Built-in encryption for many external hard-drives is basically useless.
Botanical discovery: figs rely on fig wasps for pollination, and digest them in the process. Does that make figs non-vegan?
Atreus, a 42-key column-staggered split keyboard. My new favorite input device.
WikiReader (defunct) is a 120g device powered by two AAA batteries that is basically an offline Wikipedia reader. Or, how it says on the packaging: "The Internet without the Internet".
North Sense is an implant that vibrates whenever you face magnetic north. It's by design always on: "This is very different from a tool, such as a compass, that is used only when needed. When you finish a conversation, you don’t take your ears off and put them in your pocket. They are a sense that is continuously delivering a stream of information that your brain interprets."

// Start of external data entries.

PR #351, opened 2023-03-08
Sequential unwrap sititcher 

mgovorcin:
adding new method for stitching frames of unwrapped phase along the track.

Sequential stitching is perform with forward and backward 2-pi integer cycle and range corrections using overlapping connected components between two neighboring frames


dbekaert (approved):
LGTM @mgovorcin thanks.

sssangha (approved):
LGTM!

Issue #1033, opened 2021-05-14
macOS installer strings are not exported to .ts


flodolo:
I originally filed the [issue](https://github.com/mozilla-l10n/mozilla-vpn-client-l10n/issues/136) in the l10n repository, but at this point this sounds like a code issue that should be investigated here.

`lupdate` on Linux is not exporting the `macosinstaller.*` strings, this is breaking the automation to expose new strings for localization. It's broken in automation (Ubuntu 20.04 with qt 5.15.2), and it's broken for me in a VM with 5.12.8.

It is also visible in the linter automation in this repository.

```
Updating 'vpn/translations/mozillavpn_en.ts'...
    Found 181 source text(s) (181 new and 0 already existing)
```

Running the script on macOS generates 192 strings

```
Updating 'translations/mozillavpn_en.ts'...
    Found 192 source text(s) (192 new and 0 already existing)
```

Note that this is breaking automation, and it's something that should be figured as soon as possible. Any new strings will create pull requests that remove all the installer strings.

Since you're using the .ts file to import strings for the installer, I'd expect the work in #1007 to be broken as well? Or maybe that works, because strings are imported from the localized XLIFF, and they're currently available in those.

flodolo:
I think I've found where the problem is.

[This page](https://doc.qt.io/qt-5/linguist-programmers.html) says that

> The lupdate tool extracts user interface strings from your application. It reads the application .pro file to identify which source files contain text to be translated. This means your source files must be listed in the SOURCES or HEADERS entry in the .pro file, or in resource files listed in the RESOURCE entry. **If your files are not listed, the text in them will not be found.**

Looking at src.pro, I see

```
    SOURCES += \
            platforms/macos/macosmenubar.cpp \
            platforms/macos/macospingsendworker.cpp \
            platforms/macos/macosstartatbootwatcher.cpp \
            systemtraynotificationhandler.cpp \
            tasks/authenticate/desktopauthenticationlistener.cpp

    OBJECTIVE_SOURCES += \
            platforms/macos/macoscryptosettings.mm \
            platforms/macos/macosnetworkwatcher.mm \
            platforms/macos/macosutils.mm
```

If I copy `platforms/macos/macosutils.mm` to SOURCES, then `lupdate` exports 192 strings instead of 181 also on Linux.

I guess on macOS OBJECTIVE_SOURCES is considered, on Linux is not.

[...]

PR #1036, opened 2021-05-17
Move the macos localization string in a cross-platform file - closes …

bakulf:
…#1033


flodolo (approved):
I see 192 strings in the Linter, we should be good
https://github.com/mozilla-mobile/mozilla-vpn-client/pull/1036/checks?check_run_id=2599532698

I'll have to do some work to move strings around, since they move from one file to another.

Issue #988, opened 2021-05-07
Surveys per platform


bakulf:
Currently, the app fetches a list of the surveys from the guardian website REST API. We should extend the REST API to expose the list of platforms for each survey. In this way, we can have surveys for IOS, for Android and so on.

The API is this: `/api/v1/vpn/surveys` and the response is:

```
[{
  "id":"unique_id"
  "url":"http://vpn.mozilla.org",
  "trigger_time":4
  },{
  "id":"unique_id2",
  "url":"http://vpn.mozilla.org",
  "trigger_time":10
}]
```

I would suggest to add a `platforms` attribute for each survey object. The value can be an array with the list of platform for that survey. Something like:

```
[{
  "id":"unique_id"
  "url":"http://vpn.mozilla.org",
  "trigger_time":4
  // This is for each platform.
  },{
  "id":"unique_id2",
  "url":"http://vpn.mozilla.org",
  "trigger_time":10
 "platforms": [ "windows", "ios" ],
}]
```

ValentinaPC:
Is there a way for QA to verify this? Thanks!

PR #1043, opened 2021-05-17
Add optional filter for surveys by platform

oskirby:
This allows surveys to include a `platforms` array, which lists the platforms on which a survey should be trigger-able, if the array is absent, or empty, then the survey should apply to all platforms.

Closes: https://github.com/mozilla-mobile/mozilla-vpn-client/issues/988

### DIFF
--- a/src/models/survey.cpp
+++ b/src/models/survey.cpp
@@ -91,7 +91,7 @@ bool Survey::isTriggerable() const {
     return false;
   }
 
-  if ((m_platforms.count() > 0) &&
+  if (!m_platforms.isEmpty() &&
       !m_platforms.contains(Constants::PLATFORM_NAME)) {
     return false;
   }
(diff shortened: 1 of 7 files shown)


src/models/survey.cpp
```diff
@@ -74,6 +91,11 @@ bool Survey::isTriggerable() const {
     return false;
   }
 
+  if ((m_platforms.count() > 0) &&
```
bakulf, line 94:
```
if (!m_platfrorms.isEmpty() ...
```

src/mozillavpn.cpp
```diff
@@ -421,17 +421,7 @@ void MozillaVPN::openLink(LinkType linkType) {
...
-#elif defined(MVPN_MACOS)
-      url.append("macos");
-#elif defined(MVPN_IOS)
-      url.append("ios");
-#elif defined(MVPN_ANDROID)
-      url.append("android");
-#else
-      url.append("dummy");
-#endif
+      url.append(Constants::PLATFORM_NAME);
```
bakulf, line 424: great! Thanks for this!

bakulf (approved):

PR #1058, opened 2021-05-18
Linux daemon should output logs to /var/log

oskirby:
The linux daemon is started as a D-Bus service by systemd, in which case it will not have a valid $HOME directory and it would be more appropriate to send out logs to /var/log.

Closes: mozilla-mobile/mozilla-vpn-client/issues/1057

### DIFF
--- a/src/loghandler.cpp
+++ b/src/loghandler.cpp
@@ -25,6 +25,8 @@ constexpr const char* LOG_FILENAME = "mozillavpn.txt";
 
 namespace {
 QMutex s_mutex;
+QString s_location =
+    QStandardPaths::writableLocation(QStandardPaths::AppDataLocation);
 LogHandler* s_instance = nullptr;
 }  // namespace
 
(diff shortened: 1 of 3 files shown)


src/loghandler.cpp
```diff
@@ -233,26 +222,49 @@ void LogHandler::writeLogs(QTextStream& out) {
...
+    QFile file(logFileName);
     file.remove();
   }
 
   s_instance->openLogFile(lock);
 }
 
+// static
+void LogHandler::setLocation(const QString& path) {
+  s_location = path;
```
bakulf, line 242: Super racy, but, I would suggest to add `QMutexLocker lock(&s_mutex);`

src/loghandler.cpp
```diff
@@ -233,26 +222,49 @@ void LogHandler::writeLogs(QTextStream& out) {
...
+
+  if (s_instance && s_instance->m_logFile) {
+    cleanupLogs();
```
bakulf, line 245: Maybe pass `lock` here and have 2 `cleanupLogs()` methods, 1 with the proofOfLock and 1 without it.

bakulf (changes requested):

src/loghandler.cpp
oskirby: Good point, I'll revise the PR with locking added.

bakulf (approved):

PR #1065, opened 2021-05-19
Experiment: function Tests Matrix-Run 

strseb:
Experiment: instead of running all tests in one loop and generate a huge logfile (imho), 
maybe we can have a job automatically for every test so it's faster to spot what is failing and why.


bakulf:
This is wonderful!

PR #1091, opened 2021-05-23
Consider just .ts files for the macos installer localization

bakulf:


scripts/import_macos_pkg_resources.py
```diff
@@ -94,7 +95,7 @@ def translate(root, locale):
     if not os.path.isfile(translationFile):
         continue
 
-    if not translation.startswith('mozillavpn_'):
+    if not translation.startswith('mozillavpn_') or not translation.endswith('.ts'):
```
flodolo, line 98: I'm curious, what other `mozillavpn_*` files are in there besides .ts files? From my tests I haven't seen any.

bakulf: Compiling the app, the translation files are converted in .qm files. Same name, different extension. I just need to ignore them with that line.

flodolo (approved):

PR #1092, opened 2021-05-23
Use DNT/GPC to inform the server when the user doesn't want to be tracked - closes #1089

### LINKED ISSUE #1089: Consider implementing "Do not track" header
The next step, after the "telemetry policy view", is to communicate the policy in the HTTP requests using the DnT header.

bakulf:
Of course, this is just the client-side. Then we need extra work to parse the header and follow what the user asks.


birdsarah (approved):
tests?

bakulf:
So far, we are unable to test/inspect network requests. Our unit-tests have a mock network request implementation.

PR #1094, opened 2021-05-24
IP Lookup in ipv4 and ipv6 (if supported)

bakulf:


src/connectiondataholder.cpp
```diff
@@ -216,50 +217,44 @@ void ConnectionDataHolder::updateIpAddress() {
...
+          return;
+        }
+
+        logger.log() << "IP address request completed";
+        if (m_checkStatusTimer.isActive() &&
+            country != MozillaVPN::instance()->currentServer()->countryCode()) {
+          // In case the country-we're reported in does not match the
+          // connected server we may retry only once.
+          logger.log() << "Reported ip not in the right country, retry!";
+          TimerSingleShot::create(this, 3000, [this]() { updateIpAddress(); });
```
oskirby, line 237: I don't see the mechanism here that would prevent this from looping forever every 3000ms in the event that the country code never matches.

src/ipfinder.cpp
```diff
@@ -0,0 +1,163 @@
...
+  if (hostInfo.error() != QHostInfo::NoError) {
+    logger.log() << "Unable to perform a DNS Lookup:" << hostInfo.errorString();
+    emit completed(QString(), QString(), QString());
+    deleteLater();
+    return;
+  }
+
+  bool ipv6Enabled = SettingsHolder::instance()->ipv6Enabled();
+
+  for (const QHostAddress& address : hostInfo.addresses()) {
```
oskirby, line 58: This isn't necessarily an issue because we control the DNS records for the API, but it's not uncommon to get a long list of IP addresses back when resolving a hostname, but we only really need a single IPv4 and IPv6 address to complete the IP check.

oskirby (approved):
looks good to me

src/connectiondataholder.cpp
bakulf: This is a good point. But I haven't touched this part. Can we work on it as a follow up?

PR #1107, opened 2021-05-25
Glean pings sent more often (20 minutes)

bakulf:
In prod we used to send pings once per hour. But because we don't store data, probably it's better to speed up the ping sending. @brizental what do you think about this change?


brizental (approved):
The change looks good.

Probably we will have a better idea of what is the best ping scheduling once we start collecting data. Let's keep this open for change once that happens :)

PR #1111, opened 2021-05-26
Fix functional tests

bakulf:


bakulf:
This doesn't work yet because of the device limit. We need to rotate the accounts in chunks.

bakulf:
Ok... it's not a proper fix, but at least it's better than before.

strseb (approved):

In contrast to the notorious proverb that "the more languages you know, the more you are worth", on a journey it is advisable just the opposite: the less you understand, the healthier you will be. If you do not believe it, just think of birdsongs: if you are regularly harassed by a blackbird's song at four in the morning, imagine just how it would be if you understood it and should, morning after morning, listen to one and the same hurdy-gurdy: "I am the biggest and most beautiful bloke far around". To be honest, you listen to this hurdy-gurdy–in explicit or implicit form–from your human interlocutors most of your life. -- iik, Bogota to Quito
If you don’t make experiments before starting a project, then your whole project will be an experiment -- Mike Williams via
Our laptops, when we look away from them, have optimized screen protection with a bland and dreamless sleep mode. What we abandoned with the death of screen savers—themselves testifiers of disuse—was a culture that could accept walking away from life onscreen. -- Salvation Mode: The forgotten joys of the screen saver
Europe is manicured. The whole continent, except for some semi-accessible places in the Alps, northern Scotland, and Scandinavia, has been groomed and tended by the hand of man. It’s a vast millennial project, this custodial effort, requiring the cooperation, over centuries, of scores of nations and peoples, all speaking different languages and with different cultures. The greatest physical human enterprise of all. -- David Byrne, Bicycle Diaries
Time dependent rate phenomenon - rate of evolutionary change over a few generations is higher than change over millions of years, implying that evolution happens to often circle back to where it started
When there is no immediate deadline, we're liable to put off going to the zoo this weekend because we assume that we will be less busy next weekend — or the weekend after that, or next summer [...] we’re trying to do a cost-benefit analysis of the time lost versus the pleasure or money to be gained, but we're not accurate in our estimates of "resource slack” - Carpe Diem? Maybe Tomorrow
"Fixing the facts, one hotspot at the time" - Newstweek is a device from 2011 for manipulating news read by other people on wireless hotspots, embedded in a pass-through power socket for perfect camouflage
Open-source firmware finds:
Planck - a DIY compact 40% ortholinear keyboard
"Talent is more erotic when it's wasted" - from Cosmopolis, a beautiful mess of a movie by David Cronenberg
In the 1930s, he designed furniture that users "must learn to love"; and, after the war, venetian blinds on New York's Seagram Building that would stop only in aesthetically pleasing positions [...] He once built a chapel in the US so bare, so pure, that it had to have a sign attached - "Chapel" - to tell the visitor where they were. -- Mies and the Nazis
While travelling, he sent more than fifteen hundred picture-postcards to acquaintances, with no message but a rubber stamp of the time that he had woken up that day. The fact that he kept irregular hours, rising early on some days and in midafternoon on others, is as close to a self-revelation as he ever provided. He also sent more than nine hundred telegrams to people he knew, telling them nothing more than "I am still alive." -- On Kawara
On bread:
Into the woods: how one man survived alone in the wilderness for 27 years: Solitude increased my perception. But here’s the tricky thing: when I applied my increased perception to myself, I lost my identity. There was no audience, no one to perform for. There was no need to define myself. I became irrelevant.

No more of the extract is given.